The several Fed presidents who strongly disagreed with Bernanke’s market-by-market approach to the crisis accused the Fed of contributing to the turmoil by creating uncertainty and confusion about government policy and complained that the Fed didn’t have any “exit strategy” — a way to return to normal central banking when the Great Panic had subsided. Among them was Philadelphia Fed president Charles Plosser, who had been lecturing Bernanke privately and publicly that the Fed needed principles, not ad hoc solutions. Of all Bernanke’s ideological critics at the December meeting, Bernanke was most worried about Plosser, the only one of his ideological bent who had a vote on monetary policy in 2008. Bernanke didn’t want any dissents, and Plosser was clearly skeptical of his programs.

If the Fed was buying mortgage-backed or credit card — backed securities to lower interest rates now, asked Plosser, wouldn’t it be accused of raising interest rates when it sold the securities in the future? “Will we face challenges when we attempt to liquidate these longer-term assets from our portfolio?” Plosser continued. “Will there be pressure from various interest groups to retain certain assets? Will there be pressure to extend some of these programs by observers who feel terminating the programs might disrupt ‘fragile’ markets or that the economy’s ‘headwinds’ are too strong? Such pressures could threaten the Fed’s independence to control its balance sheet and monetary policy. We will need to have the fortitude to make some difficult decisions about when our policies must be reversed or unwound.”

Bernanke leaned on Plosser, making clear to him before and during the
meeting that the Fed needed to be united, given the fragility of the markets and the economy. Fortunately for Bernanke, though Plosser was in the same ideological camp as presidents like the Richmond Fed’s Lacker, he was also a more respectful debater and team player. Lacker was antagonistic and more inclined to make a public statement. (When Lacker got a chance to vote on a similar issue at the FOMC’s January 2009 meeting, he dissented, arguing that the Fed should avoid lending in particular markets and instead buy long-term Treasury debt to put more credit into the economy.)

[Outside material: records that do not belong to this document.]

PR #3670, opened 2022-12-31
fix(cmp): jump for leading exit nodes and jump after confirm

chase:
# Description

- At some point the ability to confirm and jump to the next part of a snippet using `<CR>` was broken, this restores that behavior
- Fixes jumping after confirm for some cases where a luasnip exit node is intentionally placed prior to the cursor, such as the `import statement` snippet for `typescript`: `import { $0 } from "$1"`
- Also fixes a few LSP warnings

## How Has This Been Tested?

- Type something that prompts cmp for a snippet
- Confirm the snippet with `<CR>`
- Type something in one of the fields that may be completed
- Either abort the completion and press `<CR>` to jump or confirm it and jump to the next snippet section with `<CR>`


lua/lvim/core/cmp.lua
```diff
@@ -23,7 +23,7 @@ end
 M.methods.feedkeys = feedkeys
 
 ---when inside a snippet, seeks to the nearest luasnip field if possible, and checks if it is jumpable
----@param dir number 1 for forward, -1 for backward; defaults to 1
+---@param dir? number 1 for forward, -1 for backward; defaults to 1
 ---@return boolean true if a jumpable luasnip field is found while inside a snippet
 local function jumpable(dir)
```
kylo252, line 28: do we actually still need this btw? have you checked their new API since?  https://github.com/L3MON4D3/LuaSnip/wiki/Nice-Configs#only-jump-in-the-current-snippet

lua/lvim/core/cmp.lua
```diff
@@ -109,9 +106,9 @@ local function jumpable(dir)
   end
 
   if dir == -1 then
-    return luasnip.in_snippet() and luasnip.jumpable(-1)
+    return luasnip.in_snippet() == true and luasnip.jumpable(-1)
```
kylo252, line 109:
```suggestion
    return luasnip.in_snippet() and luasnip.jumpable(-1)
```

lua/lvim/core/cmp.lua
```diff
@@ -109,9 +106,9 @@ local function jumpable(dir)
...
   else
-    return luasnip.in_snippet() and seek_luasnip_cursor_node() and luasnip.jumpable(1)
+    return luasnip.in_snippet() == true and seek_luasnip_cursor_node() and luasnip.jumpable(1)
```
kylo252, line 111:
```suggestion
    return luasnip.in_snippet() and seek_luasnip_cursor_node() and luasnip.jumpable(1)
```

lua/lvim/core/cmp.lua
```diff
@@ -329,10 +326,15 @@ M.config = function()
             confirm_opts.behavior = cmp.ConfirmBehavior.Insert
           end
           if cmp.confirm(confirm_opts) then
+            if jumpable() then
```
kylo252, line 329:
```suggestion
            if jumpable(1) then
```

lua/lvim/core/cmp.lua
```diff
@@ -329,10 +326,15 @@ M.config = function()
...
+              luasnip.jump(1)
+            end
             return -- success, exit early
           end
         end
-        fallback() -- if not exited early, always fallback
+        if not jumpable() or not luasnip.jump(1) then
```
kylo252, line 335:
```suggestion
        if not jumpable(1) or not luasnip.jump(1) then
```

lua/lvim/core/cmp.lua
```diff
@@ -23,7 +23,7 @@ end
 M.methods.feedkeys = feedkeys
 
 ---when inside a snippet, seeks to the nearest luasnip field if possible, and checks if it is jumpable
----@param dir number 1 for forward, -1 for backward; defaults to 1
+---@param dir? number 1 for forward, -1 for backward; defaults to 1
```
kylo252, line 26:
```suggestion
---@param dir number|nil 1 for forward, -1 for backward [default: 1]
```

lua/lvim/core/cmp.lua
chase: Without `== true` it is null or true or false.

Based on the linting or type checking, this throws a warning for me which is why it was changed. Does this not cause a warning for you?

lua/lvim/core/cmp.lua
chase: 1 is optional

lua/lvim/core/cmp.lua
chase: Is this a style preference to not use `?` but `number|nil`?

lua/lvim/core/cmp.lua
chase: I'll have to review, but at a glance: yes, because it likely doesn't support resuming the cursor to the nearest modification after leaving insert mode for an unfinished snippet.

chase: After reviewing the code, yes. It still is required but uses the updated code which simply calls `in_snippet()` and `jumpable()`, which is done at the end of the function.

lua/lvim/core/cmp.lua
kylo252: yeah, I know but it's a bit easier to read, i.e. more consistent, since the very next command is `luasnip.jump(1)`

lua/lvim/core/cmp.lua
kylo252: > Is this a style preference to not use `?` but `number|nil`?

basically yes, at least that's the pattern I've seen preferred in neovim core.

lua/lvim/core/cmp.lua
kylo252: oh I forgot to say that we should change the type annotation for the return value instead.

```lua
---@return boolean|nil true if a jumpable luasnip field is found while inside a snippet
```

lua/lvim/core/cmp.lua
kylo252: > I'll have to review, but at a glance: yes, because it likely doesn't support resuming the cursor to the nearest modification after leaving insert mode for an unfinished snippet.

how do you feel about upstreaming this API? I remember asking @L3MON4D3 about it a while back.

chase: After further testing, I've removed the code and deprecated the exported function :+1:

chase: > > I'll have to review, but at a glance: yes, because it likely doesn't support resuming the cursor to the nearest modification after leaving insert mode for an unfinished snippet.
> 
> how do you feel about upstreaming this API? I remember asking @L3MON4D3 about it a while back.

As stated above, shouldn't be necessary.

kylo252 (dismissed):

chase:
After some extensive testing, it seems like there are occasions where the snippet doesn't unlink even after it is completed. Probably shouldn't be merged.

lua/lvim/core/cmp.lua
```diff
@@ -329,10 +242,15 @@ M.config = function()
             confirm_opts.behavior = cmp.ConfirmBehavior.Insert
           end
           if cmp.confirm(confirm_opts) then
+            if luasnip.locally_jumpable() then
+              luasnip.jump()
+            end
```
LostNeophyte, line 247: I think this should be in callback of `cmp.confirm`, it overwrites parenthesis for me

LostNeophyte:
> After some extensive testing, it seems like there are occasions where the snippet doesn't unlink even after it is completed. Probably shouldn't be merged.

Can you check if my commit fixed the problem?

kylo252:
> > After some extensive testing, it seems like there are occasions where the snippet doesn't unlink even after it is completed. Probably shouldn't be merged.
> 
> Can you check if my commit fixed the problem?

it would also be good to document these tests here for posterity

As the Fed approached a vote, it became clear that this already unconventional meeting would run well past the normally reliable 1:15
P.M.
ending time. Usually, Fed staff have a solid hour after FOMC meetings to get the end-of-meeting statement prepared for worldwide transmission by wire services, Web sites, and business cable TV channels at
exactly
2:15
P.M.
Washington time.

Merely not meeting this self-imposed schedule could shake markets globally, but as 2
P.M.
neared, consensus on the wording was anything but certain. Some of the presidents wanted language that asserted the FOMC’s role in deciding the scale of Fed lending. There was talk of including a phrase in the statement that the Fed would “use its balance sheet,” but that didn’t say anything about size and composition. Finally, Christine Cummings, a twenty-year veteran of the New York Fed who was standing in for Geithner, offered a winning compromise: a vague reference in which the committee agreed to “sustain the size of the Federal Reserve’s balance sheet at a high level.” It was an artful phrase that gave the FOMC a role at least in choosing adjectives without constraining Bernanke.